Exercise goal
Lines in the listing below that hold "only" are the ones to copy.

Given records

PR #4325, opened 2017-09-06
Fix: More resillient global and cache folder determination

### LINKED ISSUE #4320: Failing build on Heroku with 1.0.0
Getting an error on Heroku with the build failing when trying to build the `"bcrypt": "^1.0.2",` package:

```
EROFS: read-only file system, access '/usr/local/bin'".
```

Reverting to yarn 0.27.5 fixes the issue.

### LINKED ISSUE #4323: Chore: consolidate writeable directory finding logic
Brought up at https://github.com/yarnpkg/yarn/issues/4320#issuecomment-327417225. We currently have two (or more?) different code paths for finding a writeable directory: one in cache, one in finding the global prefix.

Ideally, we'd have a single method that takes a list of directories and returns the first one that is writable.

BYK:
**Summary**

Fixes #4320 and fixes #4323. We were using `fs.access` when selecting
the global prefix folder automatically and expecting only an `EACCES` error.
This caused issues on Heroku where one of our first tries had threw an
`EROFS` error.

This patch also adds `$DESTIR` support back, which was removed in #3721,
probably inadvertently.

**Test plan**

Existing cache folder fallback tests should be enough for now. We should
move the core of those tests for the newly added `fs.getFirstWriteableFolder`
method.

### DIFF
--- a/src/cli/commands/global.js
+++ b/src/cli/commands/global.js
@@ -103,7 +103,7 @@ async function getGlobalPrefix(config: Config, flags: Object): Promise<string> {
 
   if (!prefix) {
     throw new MessageError(
-      config.reporter.lang('noGlobalFolder', prefixFolderQueryResult.skipped.map(item => item.folder)),
+      config.reporter.lang('noGlobalFolder', prefixFolderQueryResult.skipped.map(item => item.folder).join(', ')),
     );
   }
 
--- a/src/cli/commands/global.js
+++ b/src/cli/commands/global.js
@@ -102,9 +102,14 @@ async function getGlobalPrefix(config: Config, flags: Object, mode): Promise<str
   const prefix = prefixFolderQueryResult.folder && path.dirname(prefixFolderQueryResult.folder);
 
   if (!prefix) {
-    throw new MessageError(
-      config.reporter.lang('noGlobalFolder', prefixFolderQueryResult.skipped.map(item => item.folder).join(', ')),
+    config.reporter.warn(
+      config.reporter.lang(
+        'noGlobalFolder',
+        prefixFolderQueryResult.skipped.map(item => path.dirname(item.folder)).join(', '),
+      ),
     );
+
+    return FALLBACK_GLOBAL_PREFIX;
   }
 
   return prefix;
--- a/src/cli/commands/global.js
+++ b/src/cli/commands/global.js
@@ -87,29 +87,26 @@ async function getGlobalPrefix(config: Config, flags: Object): Promise<string> {
     return process.env.PREFIX;
   }
 
-  let prefix = FALLBACK_GLOBAL_PREFIX;
+  const potentialPrefixFolders = [FALLBACK_GLOBAL_PREFIX];
   if (process.platform === 'win32') {
     // %LOCALAPPDATA%\Yarn --> C:\Users\Alice\AppData\Local\Yarn
     if (process.env.LOCALAPPDATA) {
-      prefix = path.join(process.env.LOCALAPPDATA, 'Yarn');
+      potentialPrefixFolders.unshift(path.join(process.env.LOCALAPPDATA, 'Yarn'));
     }
   } else {
-    prefix = POSIX_GLOBAL_PREFIX;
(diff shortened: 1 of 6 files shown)


src/constants.js
```diff
@@ -82,7 +82,7 @@ function getYarnBinPath(): string {
 export const NODE_MODULES_FOLDER = 'node_modules';
 export const NODE_PACKAGE_JSON = 'package.json';
 
-export const POSIX_GLOBAL_PREFIX = '/usr/local';
+export const POSIX_GLOBAL_PREFIX = `${process.env.DESTIR || ''}/usr/local`;
```
arcanis: typo

src/util/fs.js
```diff
@@ -880,3 +890,30 @@ export async function readFirstAvailableStream(
 
   return {stream, triedPaths};
 }
+
+export async function getFirstWriteableFolder(paths: Iterable<string>): Promise<FolderQueryResult> {
+  const result: FolderQueryResult = {
+    skipped: [],
+    folder: null,
+  };
```
arcanis: Why don't we just return a raw string? The list of skipped directories can be deduced relatively easily by the caller anyway.

src/config.js
```diff
@@ -290,29 +290,17 @@ export default class Config {
...
-          await fs.writeFile(testFile, 'content');
-          await fs.readFile(testFile);
-
-          cacheRootFolder = tentativeCacheFolder;
-        } catch (error) {
-          this.reporter.warn(this.reporter.lang('cacheFolderSkipped', tentativeCacheFolder));
-        }
+      const cacheFolderQuery = await fs.getFirstWriteableFolder(preferredCacheFolders);
+      for (const failedFolder of cacheFolderQuery.skipped) {
+        this.reporter.warn(this.reporter.lang('cacheFolderSkipped', failedFolder));
```
arcanis: `failedFolder` is not a string, so the display will probably be wrong. I think you meant `failedFolder.folder`? The variable name would probably be better as `skippedEntry` btw, so that it would be `skippedEntry.folder`

src/constants.js
arcanis: (`DESTIR` instead of `DESTDIR`)

BYK: darn

src/util/fs.js
BYK: Because I also attach the error, in case that matters. May be it is EACCESS, may be it is EROFS or may be it is something else?

Also deducing the list would require another traversal of the entire list until the selected folder is found which is a bit unnecesary.

src/config.js
BYK: Yup to both, good catch!

src/cli/commands/global.js
```diff
@@ -87,29 +87,31 @@ async function getGlobalPrefix(config: Config, flags: Object): Promise<string> {
...
-  } catch (err) {
-    if (err.code === 'EACCES') {
-      prefix = FALLBACK_GLOBAL_PREFIX;
-    } else if (err.code === 'ENOENT') {
-      // ignore - that just means we don't have the folder, yet
-    } else {
-      throw err;
-    }
+  const binFolders = potentialPrefixFolders.map(prefix => path.join(prefix, 'bin'));
+  const prefixFolderQueryResult = await fs.getFirstSuitableFolder(binFolders);
```
BYK: Here's the problem with this code:
We only need write permissions when doing `yarn global add` which is usually called with `sudo` or similar. That said if we change our permission checks depending on usage, then we may end up using two different global folders based on how `yarn` is called (with sudo and without) which would make running `yarn global add` useless.

I think we should just check `R_OK` and `X_OK` here but doing that caused some failing tests (which can be fixed, I'm sure). This would also be a breaking change. That said I'm almost certain that `POSIX_GLOBAL_PREFIX/bin` won't be writeable to yarn by default. What do you think?

thomaswrenn:
Can v1.0.1 be released/published to npm? 

We're having the heroku issue on our build systems.

BYK:
@thomaswrenn should be on npm right now?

Task response
EROFS: read-only file system, access '/usr/local/bin'".
the global prefix folder automatically and expecting only an `EACCES` error.
We only need write permissions when doing `yarn global add` which is usually called with `sudo` or similar. That said if we change our permission checks depending on usage, then we may end up using two different global folders based on how `yarn` is called (with sudo and without) which would make running `yarn global add` useless.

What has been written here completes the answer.